Work request: In the records that follow, find each line containing "errors" and copy it.

Saved data entries:
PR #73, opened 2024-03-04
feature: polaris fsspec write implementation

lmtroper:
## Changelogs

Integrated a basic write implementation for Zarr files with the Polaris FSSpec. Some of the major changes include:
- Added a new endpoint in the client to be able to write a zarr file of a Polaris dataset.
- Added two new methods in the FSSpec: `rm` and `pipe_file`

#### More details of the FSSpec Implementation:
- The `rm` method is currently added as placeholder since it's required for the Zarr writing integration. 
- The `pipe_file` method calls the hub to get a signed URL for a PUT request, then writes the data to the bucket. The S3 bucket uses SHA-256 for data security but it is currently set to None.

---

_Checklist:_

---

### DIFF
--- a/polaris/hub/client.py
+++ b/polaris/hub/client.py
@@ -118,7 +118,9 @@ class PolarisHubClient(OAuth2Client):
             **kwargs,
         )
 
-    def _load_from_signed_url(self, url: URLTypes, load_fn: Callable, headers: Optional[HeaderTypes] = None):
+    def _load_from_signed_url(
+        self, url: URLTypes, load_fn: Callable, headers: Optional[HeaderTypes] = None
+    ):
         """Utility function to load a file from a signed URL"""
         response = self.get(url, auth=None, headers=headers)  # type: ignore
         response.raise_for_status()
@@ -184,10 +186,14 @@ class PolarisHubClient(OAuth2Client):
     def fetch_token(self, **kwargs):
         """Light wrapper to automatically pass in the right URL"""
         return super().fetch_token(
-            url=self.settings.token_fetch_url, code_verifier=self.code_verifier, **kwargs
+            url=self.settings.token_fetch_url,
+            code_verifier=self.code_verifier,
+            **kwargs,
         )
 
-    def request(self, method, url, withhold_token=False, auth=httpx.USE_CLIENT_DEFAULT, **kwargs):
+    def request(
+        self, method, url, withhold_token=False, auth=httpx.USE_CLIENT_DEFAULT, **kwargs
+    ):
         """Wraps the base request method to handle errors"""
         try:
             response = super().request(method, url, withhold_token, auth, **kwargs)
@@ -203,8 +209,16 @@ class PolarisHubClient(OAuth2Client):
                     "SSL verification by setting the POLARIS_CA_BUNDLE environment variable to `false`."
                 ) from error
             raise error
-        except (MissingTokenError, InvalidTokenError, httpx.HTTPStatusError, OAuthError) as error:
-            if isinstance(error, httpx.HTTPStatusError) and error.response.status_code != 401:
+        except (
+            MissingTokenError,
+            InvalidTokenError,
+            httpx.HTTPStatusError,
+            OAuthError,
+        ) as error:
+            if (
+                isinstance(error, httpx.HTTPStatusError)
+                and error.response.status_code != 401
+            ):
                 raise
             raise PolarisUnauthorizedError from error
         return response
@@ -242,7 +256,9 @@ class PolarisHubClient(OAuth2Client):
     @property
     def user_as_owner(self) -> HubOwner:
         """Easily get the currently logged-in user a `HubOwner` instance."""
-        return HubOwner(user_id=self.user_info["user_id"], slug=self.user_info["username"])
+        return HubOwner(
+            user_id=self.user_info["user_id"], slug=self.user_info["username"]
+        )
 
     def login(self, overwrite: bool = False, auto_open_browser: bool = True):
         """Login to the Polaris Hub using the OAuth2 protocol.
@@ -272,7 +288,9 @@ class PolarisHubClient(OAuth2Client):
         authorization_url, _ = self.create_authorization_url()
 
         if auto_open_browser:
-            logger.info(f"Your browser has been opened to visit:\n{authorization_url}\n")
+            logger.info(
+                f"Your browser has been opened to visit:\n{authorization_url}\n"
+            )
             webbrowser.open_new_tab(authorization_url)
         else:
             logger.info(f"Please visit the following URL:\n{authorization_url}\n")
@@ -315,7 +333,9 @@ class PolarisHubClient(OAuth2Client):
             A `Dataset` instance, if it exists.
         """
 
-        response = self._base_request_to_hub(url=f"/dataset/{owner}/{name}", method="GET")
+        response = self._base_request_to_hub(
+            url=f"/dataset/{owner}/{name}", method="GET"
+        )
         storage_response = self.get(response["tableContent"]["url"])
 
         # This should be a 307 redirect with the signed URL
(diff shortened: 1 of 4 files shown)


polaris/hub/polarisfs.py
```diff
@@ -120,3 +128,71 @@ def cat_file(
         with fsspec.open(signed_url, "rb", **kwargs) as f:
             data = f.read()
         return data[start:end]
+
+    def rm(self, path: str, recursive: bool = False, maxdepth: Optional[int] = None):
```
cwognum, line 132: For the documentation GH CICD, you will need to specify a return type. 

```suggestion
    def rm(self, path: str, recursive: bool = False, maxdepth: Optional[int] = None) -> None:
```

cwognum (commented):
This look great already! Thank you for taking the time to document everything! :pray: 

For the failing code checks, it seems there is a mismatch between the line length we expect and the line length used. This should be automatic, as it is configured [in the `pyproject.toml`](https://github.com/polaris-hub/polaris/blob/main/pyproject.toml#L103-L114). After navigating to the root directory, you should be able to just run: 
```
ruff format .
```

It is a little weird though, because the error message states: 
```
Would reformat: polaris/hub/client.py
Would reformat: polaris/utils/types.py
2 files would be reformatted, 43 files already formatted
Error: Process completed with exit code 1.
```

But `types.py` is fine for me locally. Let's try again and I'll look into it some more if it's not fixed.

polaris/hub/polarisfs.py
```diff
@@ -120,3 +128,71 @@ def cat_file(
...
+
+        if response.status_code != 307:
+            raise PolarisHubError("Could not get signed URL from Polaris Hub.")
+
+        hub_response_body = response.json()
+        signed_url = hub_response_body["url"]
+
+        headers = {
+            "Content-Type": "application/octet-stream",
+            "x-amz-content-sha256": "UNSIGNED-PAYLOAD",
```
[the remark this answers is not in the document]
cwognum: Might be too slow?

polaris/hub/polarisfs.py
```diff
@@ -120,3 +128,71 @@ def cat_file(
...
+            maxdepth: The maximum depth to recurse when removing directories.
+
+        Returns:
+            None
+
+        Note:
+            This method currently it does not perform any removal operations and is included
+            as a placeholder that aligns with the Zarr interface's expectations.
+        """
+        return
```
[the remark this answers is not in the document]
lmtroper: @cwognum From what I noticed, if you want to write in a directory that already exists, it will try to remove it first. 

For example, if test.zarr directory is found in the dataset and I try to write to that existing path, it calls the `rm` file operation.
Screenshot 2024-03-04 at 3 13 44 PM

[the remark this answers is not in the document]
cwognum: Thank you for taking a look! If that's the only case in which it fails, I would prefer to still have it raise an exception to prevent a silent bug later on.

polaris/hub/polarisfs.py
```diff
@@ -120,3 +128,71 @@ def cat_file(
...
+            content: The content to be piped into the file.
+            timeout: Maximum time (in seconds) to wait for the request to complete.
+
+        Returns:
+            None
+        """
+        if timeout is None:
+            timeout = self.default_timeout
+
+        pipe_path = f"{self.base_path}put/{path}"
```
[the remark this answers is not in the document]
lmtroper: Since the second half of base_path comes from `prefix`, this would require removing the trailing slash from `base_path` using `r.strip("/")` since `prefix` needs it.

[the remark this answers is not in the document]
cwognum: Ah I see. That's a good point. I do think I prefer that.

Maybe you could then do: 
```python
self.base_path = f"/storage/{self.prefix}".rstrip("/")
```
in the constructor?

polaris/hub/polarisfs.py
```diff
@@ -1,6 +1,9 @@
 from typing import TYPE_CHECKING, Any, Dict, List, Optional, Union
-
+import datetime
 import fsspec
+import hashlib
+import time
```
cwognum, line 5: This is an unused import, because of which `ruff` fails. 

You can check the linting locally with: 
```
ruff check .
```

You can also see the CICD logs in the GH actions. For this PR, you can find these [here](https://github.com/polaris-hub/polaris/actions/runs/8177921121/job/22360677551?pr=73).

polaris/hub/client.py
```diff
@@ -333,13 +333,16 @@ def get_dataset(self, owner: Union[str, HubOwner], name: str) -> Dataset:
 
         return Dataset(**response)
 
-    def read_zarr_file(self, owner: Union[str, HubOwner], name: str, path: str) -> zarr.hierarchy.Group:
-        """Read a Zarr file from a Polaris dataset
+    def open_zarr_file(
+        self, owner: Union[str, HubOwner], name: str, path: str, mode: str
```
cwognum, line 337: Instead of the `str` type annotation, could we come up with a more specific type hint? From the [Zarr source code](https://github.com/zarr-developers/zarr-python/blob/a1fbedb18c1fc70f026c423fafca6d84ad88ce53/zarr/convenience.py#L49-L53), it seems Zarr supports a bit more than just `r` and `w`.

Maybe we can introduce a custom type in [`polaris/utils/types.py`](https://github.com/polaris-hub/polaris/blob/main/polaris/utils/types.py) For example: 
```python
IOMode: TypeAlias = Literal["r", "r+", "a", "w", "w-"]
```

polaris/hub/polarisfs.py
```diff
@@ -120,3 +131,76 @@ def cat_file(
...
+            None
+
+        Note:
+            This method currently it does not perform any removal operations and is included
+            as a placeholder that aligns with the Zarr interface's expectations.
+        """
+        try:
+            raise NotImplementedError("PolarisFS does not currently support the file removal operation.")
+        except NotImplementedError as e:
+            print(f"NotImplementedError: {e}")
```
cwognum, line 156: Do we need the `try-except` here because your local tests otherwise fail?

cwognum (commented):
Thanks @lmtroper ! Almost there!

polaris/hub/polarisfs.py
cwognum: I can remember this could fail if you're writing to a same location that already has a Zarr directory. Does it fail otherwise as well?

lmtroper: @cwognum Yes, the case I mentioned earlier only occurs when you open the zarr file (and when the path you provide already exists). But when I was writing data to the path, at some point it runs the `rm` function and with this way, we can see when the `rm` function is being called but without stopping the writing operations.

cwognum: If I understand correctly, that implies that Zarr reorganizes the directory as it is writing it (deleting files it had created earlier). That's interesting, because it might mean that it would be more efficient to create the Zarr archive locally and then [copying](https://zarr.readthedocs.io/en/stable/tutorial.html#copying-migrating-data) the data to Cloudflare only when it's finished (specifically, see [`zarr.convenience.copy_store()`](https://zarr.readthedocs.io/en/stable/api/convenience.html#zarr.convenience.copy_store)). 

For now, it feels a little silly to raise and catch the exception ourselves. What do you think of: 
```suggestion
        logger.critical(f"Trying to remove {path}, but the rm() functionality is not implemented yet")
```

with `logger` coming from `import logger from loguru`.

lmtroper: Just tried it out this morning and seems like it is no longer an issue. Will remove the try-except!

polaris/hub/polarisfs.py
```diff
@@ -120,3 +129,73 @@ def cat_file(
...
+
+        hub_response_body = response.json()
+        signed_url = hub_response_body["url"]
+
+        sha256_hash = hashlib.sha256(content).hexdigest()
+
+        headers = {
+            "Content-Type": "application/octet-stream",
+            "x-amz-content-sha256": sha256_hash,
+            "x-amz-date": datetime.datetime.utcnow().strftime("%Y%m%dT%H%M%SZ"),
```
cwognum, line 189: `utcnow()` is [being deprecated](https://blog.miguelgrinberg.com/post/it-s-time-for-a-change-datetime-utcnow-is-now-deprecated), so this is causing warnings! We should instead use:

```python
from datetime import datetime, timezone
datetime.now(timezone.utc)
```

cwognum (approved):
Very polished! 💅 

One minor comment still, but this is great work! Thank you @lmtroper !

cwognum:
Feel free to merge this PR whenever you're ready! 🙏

* * *

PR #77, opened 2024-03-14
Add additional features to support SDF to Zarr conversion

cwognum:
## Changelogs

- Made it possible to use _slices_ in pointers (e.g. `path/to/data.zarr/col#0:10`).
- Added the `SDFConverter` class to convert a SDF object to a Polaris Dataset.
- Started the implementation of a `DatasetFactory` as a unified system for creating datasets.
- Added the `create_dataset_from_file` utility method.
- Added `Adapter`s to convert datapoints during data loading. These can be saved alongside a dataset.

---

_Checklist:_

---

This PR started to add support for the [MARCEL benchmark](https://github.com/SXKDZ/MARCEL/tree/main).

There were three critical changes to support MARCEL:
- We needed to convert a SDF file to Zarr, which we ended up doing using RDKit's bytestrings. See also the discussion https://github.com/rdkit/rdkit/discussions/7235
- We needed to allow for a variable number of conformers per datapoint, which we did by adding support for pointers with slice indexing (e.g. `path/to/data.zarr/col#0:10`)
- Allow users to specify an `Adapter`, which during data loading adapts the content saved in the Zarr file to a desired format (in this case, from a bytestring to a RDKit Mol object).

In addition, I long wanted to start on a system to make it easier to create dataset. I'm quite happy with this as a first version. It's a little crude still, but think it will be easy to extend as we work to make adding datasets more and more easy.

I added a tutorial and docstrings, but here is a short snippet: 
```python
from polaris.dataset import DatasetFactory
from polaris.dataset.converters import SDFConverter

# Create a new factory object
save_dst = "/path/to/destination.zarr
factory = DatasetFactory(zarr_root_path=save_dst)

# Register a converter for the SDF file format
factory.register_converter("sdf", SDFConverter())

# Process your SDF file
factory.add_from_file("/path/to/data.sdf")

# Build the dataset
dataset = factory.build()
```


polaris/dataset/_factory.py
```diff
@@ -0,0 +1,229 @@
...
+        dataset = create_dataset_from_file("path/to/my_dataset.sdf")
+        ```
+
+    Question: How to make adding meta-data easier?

* * *

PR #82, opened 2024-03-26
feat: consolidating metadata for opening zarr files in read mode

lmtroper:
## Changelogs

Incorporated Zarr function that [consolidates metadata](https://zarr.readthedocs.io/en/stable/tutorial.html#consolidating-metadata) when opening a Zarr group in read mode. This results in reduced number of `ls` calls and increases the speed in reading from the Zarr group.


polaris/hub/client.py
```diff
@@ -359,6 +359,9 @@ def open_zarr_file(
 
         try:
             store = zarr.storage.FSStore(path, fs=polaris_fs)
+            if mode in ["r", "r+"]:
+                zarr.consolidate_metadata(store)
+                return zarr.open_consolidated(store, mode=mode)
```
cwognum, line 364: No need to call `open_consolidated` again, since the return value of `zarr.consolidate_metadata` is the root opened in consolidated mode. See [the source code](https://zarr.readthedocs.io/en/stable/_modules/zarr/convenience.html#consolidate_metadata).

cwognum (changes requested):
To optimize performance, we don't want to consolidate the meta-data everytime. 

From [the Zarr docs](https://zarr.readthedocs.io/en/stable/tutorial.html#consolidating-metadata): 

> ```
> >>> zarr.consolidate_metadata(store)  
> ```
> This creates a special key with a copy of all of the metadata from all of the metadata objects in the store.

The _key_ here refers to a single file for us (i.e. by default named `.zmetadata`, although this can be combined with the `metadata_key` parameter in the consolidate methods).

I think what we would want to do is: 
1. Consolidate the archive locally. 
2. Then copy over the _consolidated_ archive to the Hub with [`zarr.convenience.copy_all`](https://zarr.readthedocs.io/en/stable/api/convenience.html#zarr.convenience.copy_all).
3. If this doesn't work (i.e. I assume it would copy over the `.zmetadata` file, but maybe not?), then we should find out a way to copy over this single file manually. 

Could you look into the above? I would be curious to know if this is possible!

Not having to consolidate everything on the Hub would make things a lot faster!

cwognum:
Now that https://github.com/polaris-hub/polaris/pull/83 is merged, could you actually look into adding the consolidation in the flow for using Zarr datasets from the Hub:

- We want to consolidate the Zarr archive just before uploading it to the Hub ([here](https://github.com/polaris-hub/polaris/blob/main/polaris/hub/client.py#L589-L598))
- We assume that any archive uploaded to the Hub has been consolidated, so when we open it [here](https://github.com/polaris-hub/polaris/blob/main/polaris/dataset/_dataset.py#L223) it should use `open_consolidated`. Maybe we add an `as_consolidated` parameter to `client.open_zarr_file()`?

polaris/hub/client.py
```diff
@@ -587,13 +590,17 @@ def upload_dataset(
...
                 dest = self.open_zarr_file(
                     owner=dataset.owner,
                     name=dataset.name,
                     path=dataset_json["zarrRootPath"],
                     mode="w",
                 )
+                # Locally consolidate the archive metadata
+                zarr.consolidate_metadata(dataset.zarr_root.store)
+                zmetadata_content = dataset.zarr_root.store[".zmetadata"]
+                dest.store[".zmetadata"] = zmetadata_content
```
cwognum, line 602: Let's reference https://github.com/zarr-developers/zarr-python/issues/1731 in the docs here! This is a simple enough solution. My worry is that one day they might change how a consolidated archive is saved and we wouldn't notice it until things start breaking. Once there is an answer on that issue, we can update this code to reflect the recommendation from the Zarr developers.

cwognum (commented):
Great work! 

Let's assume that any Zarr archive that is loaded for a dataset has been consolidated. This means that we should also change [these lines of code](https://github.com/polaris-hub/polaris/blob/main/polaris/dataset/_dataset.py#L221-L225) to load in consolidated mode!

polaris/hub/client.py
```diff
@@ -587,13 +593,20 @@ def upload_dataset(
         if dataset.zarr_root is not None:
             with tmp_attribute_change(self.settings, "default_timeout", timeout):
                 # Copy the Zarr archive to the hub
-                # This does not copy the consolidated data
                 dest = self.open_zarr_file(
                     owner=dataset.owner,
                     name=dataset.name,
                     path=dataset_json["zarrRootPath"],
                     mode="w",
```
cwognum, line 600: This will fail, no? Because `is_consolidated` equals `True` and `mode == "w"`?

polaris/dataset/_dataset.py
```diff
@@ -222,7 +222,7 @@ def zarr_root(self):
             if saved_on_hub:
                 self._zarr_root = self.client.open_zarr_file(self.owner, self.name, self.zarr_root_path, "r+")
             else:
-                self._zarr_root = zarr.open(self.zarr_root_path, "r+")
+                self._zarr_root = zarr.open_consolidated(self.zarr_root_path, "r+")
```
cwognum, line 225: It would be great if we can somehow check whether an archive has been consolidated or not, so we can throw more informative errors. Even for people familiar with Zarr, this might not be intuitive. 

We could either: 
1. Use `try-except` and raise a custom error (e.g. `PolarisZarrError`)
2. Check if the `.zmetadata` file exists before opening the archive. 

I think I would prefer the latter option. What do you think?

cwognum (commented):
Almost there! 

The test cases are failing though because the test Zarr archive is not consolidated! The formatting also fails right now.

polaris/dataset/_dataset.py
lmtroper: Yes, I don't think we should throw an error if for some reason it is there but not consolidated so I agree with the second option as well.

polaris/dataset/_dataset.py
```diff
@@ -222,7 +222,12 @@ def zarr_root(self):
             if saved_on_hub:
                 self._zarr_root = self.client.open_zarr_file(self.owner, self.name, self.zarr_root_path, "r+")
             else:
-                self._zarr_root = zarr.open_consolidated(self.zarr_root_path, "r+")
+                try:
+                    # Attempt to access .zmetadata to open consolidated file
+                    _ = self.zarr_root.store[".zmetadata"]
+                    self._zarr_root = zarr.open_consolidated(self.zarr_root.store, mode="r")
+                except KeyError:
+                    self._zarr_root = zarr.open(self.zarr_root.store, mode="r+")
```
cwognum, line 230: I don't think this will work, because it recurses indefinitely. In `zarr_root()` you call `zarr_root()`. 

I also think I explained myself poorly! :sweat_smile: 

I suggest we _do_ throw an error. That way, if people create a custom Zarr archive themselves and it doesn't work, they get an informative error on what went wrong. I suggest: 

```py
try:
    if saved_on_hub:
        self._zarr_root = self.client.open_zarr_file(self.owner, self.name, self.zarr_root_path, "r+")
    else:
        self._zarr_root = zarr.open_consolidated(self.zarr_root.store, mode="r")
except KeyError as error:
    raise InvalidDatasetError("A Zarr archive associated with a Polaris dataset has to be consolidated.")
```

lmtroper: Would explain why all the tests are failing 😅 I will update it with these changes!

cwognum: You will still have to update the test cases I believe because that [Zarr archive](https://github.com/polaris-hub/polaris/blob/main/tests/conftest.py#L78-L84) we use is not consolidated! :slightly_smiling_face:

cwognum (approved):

Expected answer:
         """Wraps the base request method to handle errors"""
cwognum, line 225: It would be great if we can somehow check whether an archive has been consolidated or not, so we can throw more informative errors. Even for people familiar with Zarr, this might not be intuitive. 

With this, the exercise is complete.